PR #7741, opened 2023-06-05
[stable-v2.2] intel: ssp: DMA request management and TX stop simplification

ujfalusi:
Hi,

This PR contains two patches:

This first one (verified on product: #7732) changes how the DMA request is managed (or not managed currently):
instead of keeping both TX and RX DMA request active, only keep the one enabled which is in use.

The second one is an improved version of #7735 to make sure that the DMA is not running to fill the TX FIFO when we disable the SSP (in case of playback only stop).
#7735 has been verified on production, this change just makes it a bit safer.

Replaces #7732 and #7735

### DIFF
--- a/src/drivers/intel/ssp/ssp.c
+++ b/src/drivers/intel/ssp/ssp.c
@@ -835,18 +835,19 @@ static int ssp_set_config_blob(struct dai *dai, struct ipc_config_dai *common_co
 {
 	struct ipc4_ssp_configuration_blob *blob = spec_config;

★ ★ ★ ★

-- Try it --
Go to the line containing "struct ipc_config_dai *common_co" in the listing. Print it and every line through the last one, exactly and with nothing more.

-- Answer to this task --
@@ -835,18 +835,19 @@ static int ssp_set_config_blob(struct dai *dai, struct ipc_config_dai *common_co
 {
 	struct ipc4_ssp_configuration_blob *blob = spec_config;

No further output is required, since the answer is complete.